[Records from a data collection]
PR #1611, opened 2016-01-23
fix issue #1601

youngsterxyf:
R.T. #1601

### DIFF
--- a/beego.go
+++ b/beego.go
@@ -69,10 +69,13 @@ func Run(params ...string) {
 
 func initBeforeHTTPRun() {
 	// if AppConfigPath is setted or conf/app.conf exist
+	/*
 	err := ParseConfig()
 	if err != nil {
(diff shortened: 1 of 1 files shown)


beego.go
```diff
@@ -69,10 +69,13 @@ func Run(params ...string) {
 
 func initBeforeHTTPRun() {
 	// if AppConfigPath is setted or conf/app.conf exist
+	/*
 	err := ParseConfig()
 	if err != nil {
 		panic(err)
 	}
+	*/
```
astaxie: you can't do this as maybe user change the `AppConfigPath` in main function. So we need to run parse the config.

youngsterxyf: @astaxie Sorry, i will try to give a better solution.

youngsterxyf:
I will come back！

TASK DETAILS.
Each line of the records above that holds the word "will" should be counted, and only the final number stated.

SOLVED EXERCISE.
2